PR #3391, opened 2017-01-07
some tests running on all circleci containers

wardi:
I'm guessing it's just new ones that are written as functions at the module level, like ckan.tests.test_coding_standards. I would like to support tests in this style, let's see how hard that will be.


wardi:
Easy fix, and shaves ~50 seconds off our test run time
--*--
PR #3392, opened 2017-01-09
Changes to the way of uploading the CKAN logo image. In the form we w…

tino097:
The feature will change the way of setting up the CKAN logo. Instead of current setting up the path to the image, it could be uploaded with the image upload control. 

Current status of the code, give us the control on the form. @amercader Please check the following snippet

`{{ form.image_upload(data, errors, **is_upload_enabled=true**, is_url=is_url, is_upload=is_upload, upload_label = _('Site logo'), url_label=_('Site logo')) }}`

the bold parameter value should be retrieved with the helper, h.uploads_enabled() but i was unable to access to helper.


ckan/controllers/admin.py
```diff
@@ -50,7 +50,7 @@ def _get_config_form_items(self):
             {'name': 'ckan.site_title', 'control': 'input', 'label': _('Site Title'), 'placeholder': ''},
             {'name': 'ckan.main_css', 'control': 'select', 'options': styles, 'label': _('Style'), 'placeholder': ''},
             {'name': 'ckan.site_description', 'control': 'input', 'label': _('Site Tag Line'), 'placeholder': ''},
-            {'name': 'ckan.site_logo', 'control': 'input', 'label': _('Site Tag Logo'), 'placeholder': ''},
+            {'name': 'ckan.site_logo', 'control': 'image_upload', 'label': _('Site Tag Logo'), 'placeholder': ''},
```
--*--
__Problem to solve__: Go back to the listing above. Copy word for word the lines from the one with "PR #3391, opened 2017-01-07" through the one with "Easy fix, and", and nothing more.

__Your solution__:
PR #3391, opened 2017-01-07
some tests running on all circleci containers

wardi:
I'm guessing it's just new ones that are written as functions at the module level, like ckan.tests.test_coding_standards. I would like to support tests in this style, let's see how hard that will be.


wardi:
Easy fix, and shaves ~50 seconds off our test run time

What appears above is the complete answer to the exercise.